===== Supplied information

PR #223, opened 2025-01-28
Panel migrates to use libpldm APIs

PriyangaRamasamy:


src/pldm_fw.cpp
```diff
@@ -105,10 +115,50 @@ int PldmFramework::openMctpDemuxTransport()
...
+            << "openAfMctpTransport: Failed to init AF MCTP transport. rc = "
+            << rc << std::endl;
+        throw FunctionFailure("Failed to init AF MCTP transport");
+    }
+
+    rc = pldm_transport_af_mctp_map_tid(impl.afMctp, tid, tid);
+    if (rc)
+    {
+        std::cerr
+            << "openAfMctpTransport: Failed to setup tid to eid mapping. rc = "
```
branupama: tid and eid should be capital.

branupama (changes requested):

src/pldm_fw.cpp
```diff
@@ -7,33 +7,159 @@
...
+        throw FunctionFailure("Failed to get pollfd");
+    }
+    return pollfd.fd;
+}
+
+[[maybe_unused]] int PldmFramework::openAfMctpTransport()
+{
+    impl.afMctp = nullptr;
+    int rc = pldm_transport_af_mctp_init(&impl.afMctp);
+    if (rc)
```
branupama: Better to use (rc != 0) as rc is int type, will gives more clarity to reader.

same for below as well.

src/pldm_fw.cpp
```diff
@@ -59,7 +59,16 @@ int PldmFramework::openPldm()
         return fd;
     }
 
+#if defined(PLDM_TRANSPORT_WITH_MCTP_DEMUX)
     fd = openMctpDemuxTransport();
+#elif defined(PLDM_TRANSPORT_WITH_AF_MCTP)
+    fd = openAfMctpTransport();
+#else
+    std::cerr << "open: No valid transport defined!" << std::endl;
```
branupama: No valid PLDM transport ?

src/pldm_fw.cpp
```diff
@@ -59,7 +59,16 @@ int PldmFramework::openPldm()
...
+    throw FunctionFailure("Required host dump action via PLDM is not allowed: "
```
branupama: does openPldm() caller handling exception ?
do we need to send -1 in case of error ? to create PEL in the caller .?

src/pldm_fw.cpp
```diff
@@ -105,10 +115,50 @@ int PldmFramework::openMctpDemuxTransport()
...
+[[maybe_unused]] int PldmFramework::openAfMctpTransport()
+{
+    impl.afMctp = nullptr;
+    int rc = pldm_transport_af_mctp_init(&impl.afMctp);
+    if (rc)
+    {
+        std::cerr
+            << "openAfMctpTransport: Failed to init AF MCTP transport. rc = "
+            << rc << std::endl;
+        throw FunctionFailure("Failed to init AF MCTP transport");
```
branupama: does openPldm() caller handling exception ?
do we need to send -1 in case of error ? to create PEL in the caller .?

same for below as well

branupama (changes requested):

src/pldm_fw.cpp
PriyangaRamasamy: this method returns file descriptor and not rc. we cannot return rc to the caller. will add a catch block in caller  and log PEL there

src/pldm_fw.cpp
PriyangaRamasamy: I don't find a value in explicitly checking for 0. 
reader should know the return type of pldm_transport_af_mctp_init to get the clarity.

src/pldm_fw.cpp
PriyangaRamasamy: there is nothing called as PLDM TRANSPORT.

branupama:
> This change migrates the application off the deprecated "requester" APIs in
libpldm.
I dint understand this statement

include/pldm_fw.hpp
```diff
@@ -21,12 +24,26 @@ class PldmFramework
...
      * @brief Destructor
      */
-    ~PldmFramework() = default;
+    ~PldmFramework()
+    {
+        int rc = pldm_instance_db_destroy(pldmInstanceIdDb);
+        if (rc)
+        {
+            std::cout << "pldm_instance_db_destroy failed, rc =" << rc << "\n";
+        }
```
branupama: should we set pldmInstanceIdDb to nullptr here ?

src/pldm_fw.cpp
```diff
@@ -7,33 +7,109 @@
...
-            "xyz.openbmc_project.PLDM.Requester", "GetInstanceId");
-        method.append(mctpEid);
-        auto reply = bus.call(method);
-        reply.read(instanceId);
+        std::this_thread::sleep_for(std::chrono::milliseconds(100));
+        rc = pldm_instance_id_alloc(pldmInstanceIdDb, tid, &instanceID);
     }
-    catch (const sdbusplus::exception::SdBusError& e)
+
+    if (rc)
```
branupama: should it be check on -EAGAIN ?

branupama (changes requested):

src/pldm_fw.cpp
PriyangaRamasamy: if (rc == -EAGAIN) this is already checked at line 23 - that is to try to allocate instance id again..

when the first time we hit -EAGAIN - we attempt to retry.. but when the second time we hit -EAGAIN or any rc, we throw the error..

include/pldm_fw.hpp
PriyangaRamasamy: yes. will do that

include/pldm_fw.hpp
```diff
@@ -73,7 +74,13 @@ class PldmFramework
     /** pldm transport instance  */
     pldm_transport* pldmTransport = nullptr;
 
-    pldm_transport_mctp_demux* mctpDemux = nullptr;
+    union TransportImpl
```
souvik1914581: Any reason why we are using `union` here instead of `std::variant<>` ?

jinuthomas (changes requested):
At a high level see two changes I feel not apt 
1. the return code checks , no where it tells me that a positive value is a failure.
2. the multi level throw in code , is that even required , does it help us in any way

include/pldm_fw.hpp
PriyangaRamasamy: std::variant is for runtime detection of the types. here we will decide which transport layer has to be used at compile time itself. so we use union to allocate the shared memory space for both the types.. Based on the meson option provided at compile time, we will decide the transport type.

include/pldm_fw.hpp
```diff
@@ -21,12 +25,30 @@ class PldmFramework
...
     /**
      * @brief Destructor
      */
-    ~PldmFramework() = default;
+    ~PldmFramework()
+    {
+        int rc = pldm_instance_db_destroy(pldmInstanceIdDb);
+        if (rc)
+        {
+            if (pldmInstanceIdDb)
```
branupama: we don't need this check here and we can directly assign nullptr to pldmInstanceIdDb, as we going out of scope.

src/pldm_fw.cpp
```diff
@@ -7,33 +7,162 @@
...
     {
-        std::cerr << e.what() << std::endl;
+        std::cerr << "Return code = " << rc << std::endl;
```
RekhaAparna01: Can the error statement be: "Failed to get instance id. Return code = ". This will help to know which function failed?

PriyangaRamasamy:
> At a high level see two changes I feel not apt
> 
> 1. the return code checks , no where it tells me that a positive value is a failure.
> 2. the multi level throw in code , is that even required , does it help us in any way

1. These are the return codes from **libpldm APIs** which returns errno on failure and 0 on success. 
Eg: https://github.com/openbmc/libpldm/blob/8fd26555be33fadb0c0345897ddcbec859fda1b5/src/requester/instance-id.c#L4.
2. As a caller PldmFramework::sendPanelFunctionToPhyp() -  this API will know for which function number the execution failed and it will log a PEL for the specific reason which is thrown from the point of failure. Yes it helps us in logging PEL at the caller place.

src/pldm_fw.cpp
branupama: okay

src/pldm_fw.cpp
branupama: is this is pending ?

branupama (changes requested):

src/pldm_fw.cpp
```diff
@@ -7,33 +7,162 @@
...
+
+int PldmFramework::openPldm()
+{
+    auto fd = -1;
+    if (pldmTransport)
+    {
+        std::cerr << "open: pldmTransport already setup!" << std::endl;
+        throw FunctionFailure("Required host dump action via PLDM is not "
+                              "allowed due to openPldm failed");
+        return fd;
```
RekhaAparna01: since you are throwing exception, return is not required.

include/pldm_fw.hpp
SunnySrivastava1984: I will need some more insight on runtime and compile time argument here.

jinuthomas (changes requested):
still not convinced by the return , as nowhere is it mentioned that positive numbers are a failure , either check equals 0for success or negative for failure , will help if they make a change tomorrow for adding positive values for some reason.

I can live with the trow , but my question is is it that important , I am ok with having it there also

src/pldm_fw.cpp
PriyangaRamasamy: resolved

src/pldm_fw.cpp
PriyangaRamasamy: done

PriyangaRamasamy:
Changes made in [476b4f9](https://github.com/ibm-openbmc/ibm-panel/commit/476b4f9f3c421b1bbfd7cd0e3dd2f92e69c71b3a)
1. Updated the error check portion to check on negative errors (cross checked with libpldm apis)
2. Removed meson option to initiate transport layer. Currently we have only one way to initiate transport layer which is using mctp demux deamon running on BMC. Thus removed the unused AF MCTP logic to open and close transport layer.
3. Instance ID data base is not initiated at constructor.. It will get initiated on demand.

include/pldm_fw.hpp
```diff
@@ -43,6 +46,17 @@ class PldmFramework
     /** Host mctp eid */
     static constexpr auto mctpEid = (types::Byte)9;
 
+    static constexpr types::TerminusID tid = mctpEid;
+
+    /** @brief PLDM instance ID database object used to get instance IDs
+     */
+    pldm_instance_db* pldmInstanceIdDb = nullptr;
```
souvik1914581: Why are we using raw pointers here instead of C++ smart pointers?

souvik1914581: Ok, I see this is dictated by `pldm_instance_db_init_default` API.

PriyangaRamasamy: right

src/pldm_fw.cpp
```diff
@@ -7,33 +7,140 @@
...
+            std::to_string(rc));
+    }
+
+    // Get Instance ID
+    pldm_instance_id_t instanceID = 0;
+
+    rc = pldm_instance_id_alloc(pldmInstanceIdDb, tid, &instanceID);
+    if (rc == -EAGAIN)
+    {
+        std::this_thread::sleep_for(std::chrono::milliseconds(100));
```
souvik1914581, line 36: How did you arrive on this sleep time of 100ms before retry?

src/pldm_fw.cpp
```diff
@@ -7,33 +7,140 @@
...
+        throw std::runtime_error(
+            "Call to pldm_instance_db_init_default failed with return code " +
+            std::to_string(rc));
+    }
+
+    // Get Instance ID
+    pldm_instance_id_t instanceID = 0;
+
+    rc = pldm_instance_id_alloc(pldmInstanceIdDb, tid, &instanceID);
+    if (rc == -EAGAIN)
```
souvik1914581, line 34: Why are we comparing `rc` with `-EAGAIN` (negative `EAGAIN`) ? `EAGAIN` would be some positive integer value defined in `errno.h` right?

souvik1914581: Ok, the `pldm_instance_id_alloc` API negates the error numbers before returning.

include/pldm_fw.hpp
```diff
@@ -81,12 +95,32 @@ class PldmFramework
 
     /**
      * @brief Get instance ID
-     * This api returns the instance id by making a dbus call to GetInstanceId
-     * api of Pldm. Instance id is to uniquely identify a message packet. This
-     * id is generated by pldm.
+     * This api returns the instance id by making a dbus call to libpldm
+     * api. Instance id is to uniquely identify a message packet.
+     * @return pldm_instance_id_t instance id.
```
souvik1914581, line 104: Nit: `@throw` missing

src/pldm_fw.cpp
```diff
@@ -7,33 +7,140 @@
...
+{
+    int rc = pldm_instance_id_free(pldmInstanceIdDb, tid, instanceID);
+    if (rc < 0)
+    {
+        std::cerr << "pldm_instance_id_free failed to free id = "
+                  << static_cast<int>(instanceID)
+                  << " of tid = " << static_cast<int>(tid) << " rc = " << rc
+                  << std::endl;
+    }
+
```
souvik1914581, line 67: Should we try to destroy instance ID DB if freeing instance ID has failed?

src/pldm_fw.cpp
PriyangaRamasamy: yes

src/pldm_fw.cpp
PriyangaRamasamy: yes. instance id DB is created whenever new instance ID is allocated and destroyed whenever the instance ID is destroyed

src/pldm_fw.cpp
PriyangaRamasamy: it's a random pick to retry the instance id allocation after 0.1 second

src/pldm_fw.cpp
```diff
@@ -7,33 +7,140 @@
...
+    // Destroy the instance ID DB
+    rc = pldm_instance_db_destroy(pldmInstanceIdDb);
+    if (rc < 0)
+    {
+        std::cout << "pldm_instance_db_destroy failed, rc =" << rc << "\n";
+
+        if (pldmInstanceIdDb)
+        {
+            pldmInstanceIdDb = nullptr;
```
souvik1914581: We should call `free(pldmInstanceIdDb)` to destroy the instance ID DB object "manually", and then do `pldmInstanceIdDb = nullptr`.

include/pldm_fw.hpp
```diff
@@ -81,12 +95,32 @@ class PldmFramework
...
+    int openPldm();
+
+    /** @brief Opens the MCTP socket for sending and receiving messages.
+     *
+     * @return file descriptor to perform MCTP demux based communication.
+     */
+    int openMctpDemuxTransport();
+
+    /** @brief Close the PLDM file */
+    void pldmClose();
```
souvik1914581: The open method is `openPldm()`, so to be consistent, this method should be named`closePldm()`

src/pldm_fw.cpp
```diff
@@ -7,33 +7,140 @@
...
+        std::cerr
+            << "Call to pldm_transport_mctp_demux_map_tid failed with rc = "
+            << rc << std::endl;
+        pldmClose();
+        throw FunctionFailure(
+            "Call to pldm_transport_mctp_demux_map_tid failed with rc = " +
+            std::to_string(rc));
+    }
+
+    pldmTransport = pldm_transport_mctp_demux_core(mctpDemux);
```
souvik1914581: Missing return value check.

src/pldm_fw.cpp
```diff
@@ -7,33 +7,140 @@
...
+
+    struct pollfd pollfd;
```
souvik1914581, line 122: Nit: Suggest using a variable name which is different than the datatype, incase someone does a `typedef struct pollfd pollfd;` in the future, it may lead to compilation errors.

Also, as a good practice, suggest initializing `pollfd` members with some invalid values.

src/pldm_fw.cpp
```diff
@@ -7,33 +7,140 @@
...
     }
-    return instanceId;
+    return pollfd.fd;
+}
+
+void PldmFramework::pldmClose()
+{
+    pldm_transport_mctp_demux_destroy(mctpDemux);
+    mctpDemux = nullptr;
+    pldmTransport = nullptr;
```
souvik1914581: Does `libpldm` take ownership of memory pointed to by `pldmTransport` and free it?

include/pldm_fw.hpp
PriyangaRamasamy: this doesn't impact the code quality. both gives same meaning. am ok with pldmClose

include/pldm_fw.hpp
```diff
@@ -81,12 +95,32 @@ class PldmFramework
...
+     * @brief Free PLDM requester instance id
+     * @param[in] pdrs - Panel PDR data.
+     */
+    void freeInstanceID(pldm_instance_id_t instanceID);
+
+    /**
+     * @brief setup PLDM transport for sending and receiving messages
      *
-     * @return one byte instance id.
+     * @return file descriptor
```
souvik1914581: Some more description will be helpful.
`file descriptor` to do what?

src/pldm_fw.cpp
```diff
@@ -7,33 +7,140 @@
...
+    {
+        std::cerr << "open: pldmTransport already setup!" << std::endl;
+        throw FunctionFailure("Required host dump action via PLDM is not "
+                              "allowed due to openPldm failed");
+    }
+
+    fd = openMctpDemuxTransport();
+    if (fd < 0)
+    {
+        auto e = errno;
```
souvik1914581: What is the use of reading `errno` here?

I see `openMctpDemuxTransport()` throws exception incase of any failure, so the `if(fd < 0)` block will not execute.

In case`openMctpDemuxTransport()` does not encounter any internal failure, and returns `-1`,  I do not see it setting `errno` anywhere.

src/pldm_fw.cpp
```diff
@@ -113,77 +220,78 @@ types::PldmPacket
...
+            freeInstanceID(instance);
+            throw std::runtime_error(
+                "pldm:SetStateEffecterStates request message empty");
+        }
 
-    int fd = pldm_open();
-    if (fd == -1)
+        // Open PLDM socket based communication
+        int fd = openPldm();
+        if (fd == -1)
```
souvik1914581: I see `openPldm()` throws exception incase of any errors, so this `if (fd == -1)` block is dead code.

src/pldm_fw.cpp
PriyangaRamasamy: no. we should handle it

src/pldm_fw.cpp
```diff
@@ -113,77 +220,78 @@ types::PldmPacket
...
+        for (const auto i : packet)
+        {
+            std::cout << std::setfill('0') << std::setw(2) << std::hex << (int)i
+                      << " ";
+        }
+        std::cout << std::endl;
+
+        freeInstanceID(instance);
+        pldmClose();
+        if (rc < 0)
```
souvik1914581: Why is the return value being checked down here and not immediately after `pldm_transport_send_msg()` call?

src/pldm_fw.cpp
PriyangaRamasamy: pollfd initialisation is taken care by **pldm_transport_mctp_demux_init_pollfd** API. so no need of default initialisation from panel application side as we cannot decide any default value.

this is how pollfd struct looks like.
struct pollfd {
	int fd;	       /* file descriptor */
	short events;  /* requested events */
	short revents; /* returned events */
};

PriyangaRamasamy: >Nit: Suggest using a variable name which is different than the datatype, incase someone does a typedef struct pollfd pollfd; in the future, it may lead to compilation errors.

sure will consider this point. right now we don't have any conflicts with type and variable name. will keep it unchanged

src/pldm_fw.cpp
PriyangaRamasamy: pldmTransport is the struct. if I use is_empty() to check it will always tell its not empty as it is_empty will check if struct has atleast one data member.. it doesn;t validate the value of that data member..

==========

Directions for this task:
Where the word "returns" shows up in a line of the entries above, copy that line.

Completed task:
PriyangaRamasamy: this method returns file descriptor and not rc. we cannot return rc to the caller. will add a catch block in caller  and log PEL there
1. These are the return codes from **libpldm APIs** which returns errno on failure and 0 on success. 
-     * This api returns the instance id by making a dbus call to GetInstanceId
+     * This api returns the instance id by making a dbus call to libpldm
In case`openMctpDemuxTransport()` does not encounter any internal failure, and returns `-1`,  I do not see it setting `errno` anywhere.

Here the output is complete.